Ed. Rageot, collection : Bibliothèque de l’amitié – Cadets
ISBN 2-7002-0100-0
A partir de 8 ans.
Quand on devient parent, on se demande ce qu’on pourrait bien faire lire à nos enfants… Quoique par moment représentatif d’une époque révolue, « Je m’appelle Joséphine » est un vrai petit bijou.
A lire !
C’est l’histoire d’une petite fille qui se nomme Anna Gray. Anna Gray trouve son nom et son prénom trop « adulte » et décide de les échanger contre un Joséphine Joandersson, plus rigolo.
Joséphine est la dernière née d’un pasteur qui préfère être appelé « père » plutôt que papa.
Joséphine trouve les adultes injustes et méchants, tout cela à cause d’une vague histoire de papillons découpés dans le voile de (future) mariée de sa sœur Agnès. Elle décide de s’enfuir pour
leur faire de la peine à tous ! Pendant son cheminement, elle s’imagine devoir travailler pour pouvoir subvenir à ses besoins, peut-être même mourir de faim et s’apitoie sur son sort lorsqu’elle
rencontre une dame au profil de sorcière : Granny Lyra !
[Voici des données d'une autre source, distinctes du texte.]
PR #194, opened 2016-08-31
unique args need to be an array

pboling:
I think the documentation led me astray.  Followed this example for ActiveJob, but that returns a hash, not an array, and my job uniqueness was not enforced.


mhenrixon:
Thank you for the contribution

PR #204, opened 2016-12-30
Increase sleep delay in WhileExecuting#synchronize

dsander:
Sleeping for 100ms instead of 1ms reduces the load both on the sidekiq process as well as redis. Before a few jobs trying to acquire the lock slowed down running jobs significantly by spending almost all of the available cpu time checking for the lock.

### DIFF
--- a/lib/sidekiq_unique_jobs/lock/while_executing.rb
+++ b/lib/sidekiq_unique_jobs/lock/while_executing.rb
@@ -14,7 +14,7 @@ module SidekiqUniqueJobs
 
       def synchronize
         @mutex.lock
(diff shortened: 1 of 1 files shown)


mhenrixon:
Thanks for catching that @dsander! I'll get this merged sometime before the new year.

sbonami:
Psst @mhenrixon, is this the Lunar New Year you're referencing? 😂  (Please merge when you get a chance 😉)

mhenrixon:
Heh I didn't like all the breaking builds but I haven't gotten a chance to fix that yet.

PR #227, opened 2017-06-10
Add activesupport as a dependency

yoshdog:
There are non standard ruby methods called like:
- String#constantize
- Class#class_attribute

When using this gem in non rails apps, we get a no method error for
these methods.

In this change, we add activesupport as a dependency and require the
following modules which contains the missing methods:

```ruby
require 'active_support/core_ext/class/attribute'
require 'active_support/core_ext/string/inflections'
```


mhenrixon:
Thanks for brining it to my attention. Unfortunately I don't want to have active support as a dependency. I'd rather just write some simple ruby code (or copy the parts I need from the AS gem).

yoshdog:
thanks @mhenrixon 

Any chance you can push up the updated version to rubygems?

PR #229, opened 2017-06-13
Use hscan for Util#expire

dmkc:
For large apps, `hgetall` can take forever which will block Redis and suspend any Sidekiq job execution. Use `hscan` instead. 

A question: is it useful to report the `removed_keys`? The issue is that with a huge app collecting all the IDs this will end up cloning `uniquekeys` in RAM on the app server. One of our production apps has a multi-gigabyte `uniquekeys` hash and running `expire` will kill it. If this is useful, I could add something like `Util#silently_expire` with a matching Rake task.


mhenrixon:
I'd love to be able to report the deleted keys, I will get this merged and maybe you could create a second PR for the silently_expire?

dmkc:
👍  Thanks!

PR #232, opened 2017-06-20
Your testing lib is broken and don't permit to test uniqueness of jobs

keysen:
Hello,

I discovered an issue when migrating from 3.0.11 to 4.0.18.

Inside this file: 
>lib/sidekiq_unique_jobs/testing.rb

You decided to do that:
```ruby
          _server.call(worker_class.new, item, queue, redis_pool) do
            call_real(worker_class, item, queue, redis_pool) do
               yield
             end
           end
```

Instead of that (my solution):
```ruby
          call_real(worker_class, item, queue, redis_pool) do
            _server.call(worker_class.new, item, queue, redis_pool) do
              yield
            end
          end
```

It does not make sense because it means in your version you run the server first (the server is the one who performs the job), then you run the client (client pushs the jobs)

It means in details, at first you release the lock then in the client you acquire a lock, but NO, at first you should acquire a lock... and then  after processing the job the lock should be released by the server?! So basically when you want to execute complicated specs where the uniqueness is important we faced of an issue because the lock just don't work. I wasted many days to understand why.

I left some puts in the PR to help you to understand the issue :). But this should of course be removed. 

Otherwise good job for the 4.0.18 it's much better than 3.0.11 :+1: 

**Edit:** sorry for the previous PR (https://github.com/mhenrixon/sidekiq-unique-jobs/pull/231) I was unable to provide you a valid PR without comparing with master and my previous PR was relying on a tag version, so I recreated a new one.

### DIFF
--- a/lib/sidekiq_unique_jobs/client/middleware.rb
+++ b/lib/sidekiq_unique_jobs/client/middleware.rb
@@ -12,6 +12,7 @@ module SidekiqUniqueJobs
       include OptionsWithFallback
 
       def call(worker_class, item, queue, redis_pool = nil)
+        puts "* Client processing: #{worker_class}"
         @worker_class = worker_class_constantize(worker_class)
         @item = item
         @queue = queue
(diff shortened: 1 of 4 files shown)


mhenrixon:
Thank you!

keysen:
Awesome thank you :+1:

PR #237, opened 2017-07-13
Make spec file required files load in deterministic order

jamesr2323:
I was getting uninitialized constant errors because my machine was loading in some other undetermined order


mhenrixon:
I don't see how this would really fix anything other than by chance (the next file builds on top of a previously loaded file just by name). A better fix would be to have the files that break load the needed file.

A better solution in my opinion would be to add explicit requires when necessary (a file needs a dependency in another file). Either change to that or I will close this PR since I haven't had any problems with this before.

mhenrixon:
I’m closing this for now. Check master if this is still an issue. I believe explicit requires from file to file in the case there is a hard dependency would be a much more robust solution.

PR #241, opened 2017-08-20
Better runtime locks

### LINKED ISSUE #230: Version v5.0.5 might have introduced a breaking change in while_executing and was not documented
Hi,

After updating the gem on my server I noticed that the jobs are run differently. It seems that the v5.0.5 and the mutex change from instance to class changed the behaviour and sadly it was not documented.

Previously, when using `while_executing` I was able to limit unique jobs for the same class with passing different unique_args - meaning some jobs actually might have been run in parallel but with different unique arguments.

For example, a certain User could not run multiple Work jobs, but multiple different Users could run their Work job in parallel. For example (jobs in Sidekiq, enqueued simultaneously):

1. Work(unique_args: ['user_1']) - this is a job enqueued by user_1
2. Work(unique_args: ['user_1']) - this is a job enqueued by user_1
3. Work(unique_args: ['user_2']) - this is a job enqueued by user_2

So in previous version of the gem, jobs 1 and 3 would run in parallel (since unique_args values were not unique), and job 2 would wait for job 1 to end.

After the change (and only I'm assuming that) all Work classes are using the same mutex, therefore only one Work class can be run at a time, meaning that in the above example job 3 would wait for job 1 and/or 2 to finish before actually running.

Is there a way to get the previous approach other than using the version before v5.0.5?

### LINKED ISSUE #233: Deadlock using :while_executing?
Hello,

I'm using this library to allow to enqueue multiple jobs but only process 1 job of a time for a certain parameter (in our case a model id).

If I enqueue multiple jobs with no workers running, when I start a worker it deadlocks trying to run multiple jobs of the same parameter at the same time.

image

Any suggestions?

### LINKED ISSUE #243: Trouble with "inline" mode
Hi!  Thanks for your gem!  It's very useful.

When I integrated sidekiq-unique-jobs, we started seeing Sidekiq no longer respecting the inline mode.  It would try to call out to Redis, despite `Sidekiq::Testing.inline!` having been enabled.

I hunted around and eventually found this code snippet in your Gitter chat room:

```
  # https://gitter.im/mhenrixon/sidekiq-unique-jobs?at=579288da32bd01d843a4e2e8
  module SidekiqUniqueJobs
    module Lock
      class UntilExecuted
        def lock(scope)
          if scope.to_sym != :client
            raise ArgumentError, "#{scope} middleware can't #{__method__} #{unique_key}"
          end

          logger.debug { "faked lock #{unique_key} for #{max_lock_time} seconds" }
          true
        end
      end
    end

    module Unlockable
      def unlock_by_key(unique_key, jid, redis_pool = nil)
        logger.debug "faked unlock for #{unique_key}"
        true
      end
    end
  end
```

In the chat room "Mika Hel @mhenrixon" goes on to say:

> Mika Hel @mhenrixon Jul 25 2016 01:29
> @dorkusprime, @wagenet your issues should be mostly resolved in the newest version of the gem. Released yesterday evening

... I am using version `5.0.10` -- which is the latest version released, however, I still have to include that monkey patch.  Is the fix definitely included in the gem?  What am I doing wrong?

Thanks,
Kevin

mhenrixon:
Close #233
Close #230
Close #243


pedrocunha:
hi @mhenrixon are you planning to do a release with this ?

mhenrixon:
Hi @pedrocunha there are a couple of things left to test and I have simply not had the time to do it yet. If you are feeling adventurous you could try the master branch. 

Need to also rewrite the documentation to better explain how the locking is thought to work but between having a baby, working full time and executing a move to another country with my family there isn't much left. 

If people would test the master branch in real applications and test suites that would be very helpful.

kieran:
Any updates on the 5.1.0 release? We have experienced issues wrt `until_executing` in production

Congrats on the baby / move!

PR #248, opened 2017-10-15
Don't skip monkeypatches if ActiveSupport present

dleavitt:
_TLDR: removes two superfluous-seeming checks in core_ext that cause breakage if ActiveSupport is in the require path but not fully loaded._

sidekiq-unique-jobs needs a small number of methods from ActiveSupport. It vendors these methods in case ActiveSupport isn't present.

Currently those methods are only added if ActiveSupport is _nowhere Ruby's require path_. This breaks in the following cases:
- ActiveSupport is being used the application but only a subset of methods are included.
- ActiveSupport is present in the load path but is not being used as part of the application.

This removes the check on whether ActiveSupport is loadable. The solves the above two cases , while still not avoiding re-adding methods in the case that ActiveSupport has already added them.

### DIFF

Granny Lyra plaint la « pauvre » petite Joséphine qui trouve ses propos agréables et justes. Joséphine se confie et brode des horreurs sur vie au sein du presbytère. Elle aperçoit une boîte de
laquelle s’échappent des petits cris de chatons et s’imagine que la vieille femme va les tuer. Effrayée, elle profite d’un moment de solitude pour s’enfuir avec le carton sous le bras.
La pluie tombe et Joséphine croise son futur beau frère, Eric. Joséphine ne l’aime pas mais, elle accepte de monter en voiture avec lui pour retourner à la maison. Dans la voiture, le jeune homme
s’ouvre à Joséphine et lui dit qu’il apporte un voile de mariée qui se transmet de génération en génération dans sa famille. Il espère qu’Agnès acceptera de le porter !
Ouf !
« Je m’appelle Joséphine » c’est aussi :
Des injustices sociales : pour s’intégrer à la jeunesse du village, Joséphine crâne et mâche du chewing gum longtemps et finit par se faire mal aux mâchoires !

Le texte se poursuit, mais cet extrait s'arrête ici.